(Saved data entries)
+++++

Issue #247, opened 2022-04-14
Scopes are not chainable


andreynering:
Hey there!

Thanks for this project! We use it extensively at JobScore and love it.

I'd like to request something, though. Scopes work in isolation, but you can't use more than one together, which works in ActiveRecord and is extremely convenient. Could this possibly be implemented?

```ruby
class Vehicle
  scope :car, -> { where(type: 'car' }
  scope :motorized, -> { where(motorized: true}
end
```

```ruby
> Vehicle.car.motorized
NoMethodError: undefined method `motorized' for #<ActiveHash::Relation:0x000000010732d9c8>
```

andreynering:
I just gave it a try at https://github.com/active-hash/active_hash/pull/248

PR #248, opened 2022-04-14
ActiveHash::Relation: Allow chaining multiples scopes

andreynering:
Closes https://github.com/active-hash/active_hash/issues/247

### DIFF
--- a/lib/active_hash/base.rb
+++ b/lib/active_hash/base.rb
@@ -22,7 +22,7 @@ module ActiveHash
 
   class Base
 
-    class_attribute :_data, :dirty, :default_attributes
+    class_attribute :_data, :dirty, :default_attributes, :scopes
 
     class WhereChain
       def initialize(scope)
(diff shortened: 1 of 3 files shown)


kbrock (commented):
passes all specs.

I like the idea of adding scopes to the chain.
Not so sure about the `method_missing` approach. But to be honest, that is basically the way scopes are implemented, so I don't see any other way.

Anyone else have an opinion on the `method_missing` and another approach?
If no one does, then I propose merging

andreynering:
@kbrock Yeah, I used `method_missing` because I was out of other ideas on how to implement that.

If anyone has a suggestion, let me know. But this was probably the way to do it.

adampal:
Nice work @andreynering 
I agree that scopes should be chainable so the interface is more consistent with ActiveRecord.

I don't have a better suggestion than what you've done with method missing.  I'm happy to merge this.

andreynering:
Hi @adampal,

Thanks for accepting my contribution! ❤️ 

I'd just like to remind you that you should probably push a new release soon so users can actually use this and other improvements made since the last release, which was a long time ago, about 2 and half years ago.

adampal:
Hey @andreynering no worries, I'll publish a new release shortly. Just wanting to finalise a couple of other pieces first.
I think we'll have the new release ready to go within a week or so.

kbrock:
thanks for the backup review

+++++

TASK TO COMPLETE: Please copy the lines above from the line with "I just gave" up to and including the line with "I don't have", exactly as written and with nothing else.

SOLUTION FOR THIS PROBLEM:
I just gave it a try at https://github.com/active-hash/active_hash/pull/248

PR #248, opened 2022-04-14
ActiveHash::Relation: Allow chaining multiples scopes

andreynering:
Closes https://github.com/active-hash/active_hash/issues/247

### DIFF
--- a/lib/active_hash/base.rb
+++ b/lib/active_hash/base.rb
@@ -22,7 +22,7 @@ module ActiveHash
 
   class Base
 
-    class_attribute :_data, :dirty, :default_attributes
+    class_attribute :_data, :dirty, :default_attributes, :scopes
 
     class WhereChain
       def initialize(scope)
(diff shortened: 1 of 3 files shown)


kbrock (commented):
passes all specs.

I like the idea of adding scopes to the chain.
Not so sure about the `method_missing` approach. But to be honest, that is basically the way scopes are implemented, so I don't see any other way.

Anyone else have an opinion on the `method_missing` and another approach?
If no one does, then I propose merging

andreynering:
@kbrock Yeah, I used `method_missing` because I was out of other ideas on how to implement that.

If anyone has a suggestion, let me know. But this was probably the way to do it.

adampal:
Nice work @andreynering 
I agree that scopes should be chainable so the interface is more consistent with ActiveRecord.

I don't have a better suggestion than what you've done with method missing.  I'm happy to merge this.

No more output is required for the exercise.